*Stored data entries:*
PR #766, opened 2018-04-24
Ask applicant if they own property

hartsick:
Also:
* Modifies form_attributes to accept array (e.g. `application_attributes(dogs: [])`)
* Creates new form builder method to use with the checkbox + none pattern.
* Expands support in checkbox_set to accept a simple array, rather than to assign methods/attributes directly to form (e.g. will result in post like `["foo", "bar"]` rather than `{ foo: "1", bar: "0" }`. This is useful for updating simple array attributes on one model, rather than updating a collection of models

screen shot 2018-04-24 at 11 07 41 am

### DIFF
--- a/app/controllers/forms_controller.rb
+++ b/app/controllers/forms_controller.rb
@@ -91,24 +91,15 @@ class FormsController < ApplicationController
   end
 
   def member_params
-    filter_params(form_class.member_attributes)
+    filtered_params(form_class.member_attributes)
   end
 
   def application_params
-    filter_params(form_class.application_attributes)
+    filtered_params(form_class.application_attributes)
   end
 
   def navigator_params
-    filter_params(form_class.navigator_attributes)
-  end
-
-  def filter_params(attributes)
-    return unless attributes.present?
-    form_params.select do |key, _|
-      attributes.any? do |attr|
-        key.match(/^#{attr}(\(.+\))?\z/) # Match single and multi-attribute keys
-      end
-    end
+    filtered_params(form_class.navigator_attributes)
   end
 
   def combined_birthday_fields(day: nil, month: nil, year: nil)
@@ -119,5 +110,9 @@ class FormsController < ApplicationController
     else
       {}
     end
+  end
+
+  def filtered_params(attrs)
+    form_params.slice(*Step::Attributes.new(attrs).to_s)
   end
 end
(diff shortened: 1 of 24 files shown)


hartsick:
Two pain points currently that I want to flag: how we designate attributes (member_attributes, application_attributes, navigator_attributes), and the form builder. Going to try to address some of latter in follow-up commit!

hartsick:
I didn't tackle a larger refactor of form builder, though I *so* want to, but did carve out a little method for the pattern we've been using (checkbox collection with 'none' option).

app/controllers/forms_controller.rb
```diff
@@ -91,24 +91,15 @@ def form_navigation
...
   def application_params
-    filter_params(form_class.application_attributes)
+    filtered_params(form_class.application_attributes)
   end
 
   def navigator_params
-    filter_params(form_class.navigator_attributes)
-  end
-
-  def filter_params(attributes)
```
hartsick: Note: we don't need this anymore, since we no longer send birthdays as multi-part forms

app/forms/form.rb
```diff
@@ -43,7 +43,9 @@ def form_attributes(attribute_names)
       attributes = (application_attributes + member_attributes + navigator_attributes)
       self.attribute_names = attributes
 
-      attribute_strings = attribute_names.map(&:to_s)
```
hartsick: This adds support for `member_attributes(foo: [])` rather than just `member_attributes(:foo)`

app/views/integrated/property/edit.html.erb
```diff
@@ -0,0 +1,16 @@
+<% content_for :header_title, "Assets" %>
+<% content_for :form_card_title, t(".title", count: current_application.members.count)  %>
+<% content_for :form_card_help, "You should include your primary home, if you own it. But don't worry — it won't be counted against you." %>
+
+<% content_for :form_card_body do %>
+    <%= fields_for(:form, @form, builder: MbFormBuilder) do |f| %>
+
+        <%= f.mb_checkbox_set_with_none(:properties,
```
hartsick: This example would post something like `{ form: { properties: ['foo', 'bar', '0'] } }` where 0 is an unchecked value, that we'd need to filter out. The `value_is_array: true` argument is the key to this.

PR #772, opened 2018-05-09
Require zip code be a 5-digit number

hartsick:
Previously, we only required that zip code be 5 digits. This makes sure that those 5 digits are all numbers!

Also adds a few tests and makes a small copy update.

screen shot 2018-05-08 at 6 22 59 pm

screen shot 2018-05-08 at 6 23 30 pm

[Fixes #156390099]
[Fixes #156390093]


hartsick:
no problem! looked like a fun little ticket and I had a little window

PR #773, opened 2018-05-11
Check for mailing zip if there is no residential zip

luigi:
[#156968837]

### DIFF
--- a/app/models/office_recipient.rb
+++ b/app/models/office_recipient.rb
@@ -24,13 +24,7 @@ class OfficeRecipient
   end
 
   def residential_or_mailing_zip
-    if benefit_application.respond_to?(:residential_zip)
-      benefit_application.residential_zip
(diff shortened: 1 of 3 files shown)


app/models/office_recipient.rb
```diff
@@ -19,7 +19,17 @@ def office
     if office_location.present?
       self.class.offices[office_location]
     else
-      self.class.find_by(zip: residential_address_zip)
+      self.class.find_by(zip: residential_or_mailing_zip)
+    end
+  end
+
+  def residential_or_mailing_zip
+    if benefit_application.respond_to?(:residential_zip)
```
hartsick: I think we don't use `residential_zip` anymore—seems to be legacy that no longer is meaningfully in the code base. can we remove entirely?

luigi:
@hartsick Thanks for pointing that out! Excision successful. :+1:

PR #775, opened 2018-05-16
Integrated flow: Additional Income Details (amounts)

luigi:
Includes the following refactorings:
- Rename `Income` to `AdditionalIncome`
- In form models, replace `set_foo_attributes` with `set_attributes_for :foo`
- In form controllers, replace `foo_params` with `params_for(:foo)`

*Task description:*
Only an exact transcription of all the records above counts as an answer.

*Result of this task:*
PR #766, opened 2018-04-24
Ask applicant if they own property

hartsick:
Also:
* Modifies form_attributes to accept array (e.g. `application_attributes(dogs: [])`)
* Creates new form builder method to use with the checkbox + none pattern.
* Expands support in checkbox_set to accept a simple array, rather than to assign methods/attributes directly to form (e.g. will result in post like `["foo", "bar"]` rather than `{ foo: "1", bar: "0" }`. This is useful for updating simple array attributes on one model, rather than updating a collection of models

screen shot 2018-04-24 at 11 07 41 am

### DIFF
--- a/app/controllers/forms_controller.rb
+++ b/app/controllers/forms_controller.rb
@@ -91,24 +91,15 @@ class FormsController < ApplicationController
   end
 
   def member_params
-    filter_params(form_class.member_attributes)
+    filtered_params(form_class.member_attributes)
   end
 
   def application_params
-    filter_params(form_class.application_attributes)
+    filtered_params(form_class.application_attributes)
   end
 
   def navigator_params
-    filter_params(form_class.navigator_attributes)
-  end
-
-  def filter_params(attributes)
-    return unless attributes.present?
-    form_params.select do |key, _|
-      attributes.any? do |attr|
-        key.match(/^#{attr}(\(.+\))?\z/) # Match single and multi-attribute keys
-      end
-    end
+    filtered_params(form_class.navigator_attributes)
   end
 
   def combined_birthday_fields(day: nil, month: nil, year: nil)
@@ -119,5 +110,9 @@ class FormsController < ApplicationController
     else
       {}
     end
+  end
+
+  def filtered_params(attrs)
+    form_params.slice(*Step::Attributes.new(attrs).to_s)
   end
 end
(diff shortened: 1 of 24 files shown)


hartsick:
Two pain points currently that I want to flag: how we designate attributes (member_attributes, application_attributes, navigator_attributes), and the form builder. Going to try to address some of latter in follow-up commit!

hartsick:
I didn't tackle a larger refactor of form builder, though I *so* want to, but did carve out a little method for the pattern we've been using (checkbox collection with 'none' option).

app/controllers/forms_controller.rb
```diff
@@ -91,24 +91,15 @@ def form_navigation
...
   def application_params
-    filter_params(form_class.application_attributes)
+    filtered_params(form_class.application_attributes)
   end
 
   def navigator_params
-    filter_params(form_class.navigator_attributes)
-  end
-
-  def filter_params(attributes)
```
hartsick: Note: we don't need this anymore, since we no longer send birthdays as multi-part forms

app/forms/form.rb
```diff
@@ -43,7 +43,9 @@ def form_attributes(attribute_names)
       attributes = (application_attributes + member_attributes + navigator_attributes)
       self.attribute_names = attributes
 
-      attribute_strings = attribute_names.map(&:to_s)
```
hartsick: This adds support for `member_attributes(foo: [])` rather than just `member_attributes(:foo)`

app/views/integrated/property/edit.html.erb
```diff
@@ -0,0 +1,16 @@
+<% content_for :header_title, "Assets" %>
+<% content_for :form_card_title, t(".title", count: current_application.members.count)  %>
+<% content_for :form_card_help, "You should include your primary home, if you own it. But don't worry — it won't be counted against you." %>
+
+<% content_for :form_card_body do %>
+    <%= fields_for(:form, @form, builder: MbFormBuilder) do |f| %>
+
+        <%= f.mb_checkbox_set_with_none(:properties,
```
hartsick: This example would post something like `{ form: { properties: ['foo', 'bar', '0'] } }` where 0 is an unchecked value, that we'd need to filter out. The `value_is_array: true` argument is the key to this.

PR #772, opened 2018-05-09
Require zip code be a 5-digit number

hartsick:
Previously, we only required that zip code be 5 digits. This makes sure that those 5 digits are all numbers!

Also adds a few tests and makes a small copy update.

screen shot 2018-05-08 at 6 22 59 pm

screen shot 2018-05-08 at 6 23 30 pm

[Fixes #156390099]
[Fixes #156390093]


hartsick:
no problem! looked like a fun little ticket and I had a little window

PR #773, opened 2018-05-11
Check for mailing zip if there is no residential zip

luigi:
[#156968837]

### DIFF
--- a/app/models/office_recipient.rb
+++ b/app/models/office_recipient.rb
@@ -24,13 +24,7 @@ class OfficeRecipient
   end
 
   def residential_or_mailing_zip
-    if benefit_application.respond_to?(:residential_zip)
-      benefit_application.residential_zip
(diff shortened: 1 of 3 files shown)


app/models/office_recipient.rb
```diff
@@ -19,7 +19,17 @@ def office
     if office_location.present?
       self.class.offices[office_location]
     else
-      self.class.find_by(zip: residential_address_zip)
+      self.class.find_by(zip: residential_or_mailing_zip)
+    end
+  end
+
+  def residential_or_mailing_zip
+    if benefit_application.respond_to?(:residential_zip)
```
hartsick: I think we don't use `residential_zip` anymore—seems to be legacy that no longer is meaningfully in the code base. can we remove entirely?

luigi:
@hartsick Thanks for pointing that out! Excision successful. :+1:

PR #775, opened 2018-05-16
Integrated flow: Additional Income Details (amounts)

luigi:
Includes the following refactorings:
- Rename `Income` to `AdditionalIncome`
- In form models, replace `set_foo_attributes` with `set_attributes_for :foo`
- In form controllers, replace `foo_params` with `params_for(:foo)`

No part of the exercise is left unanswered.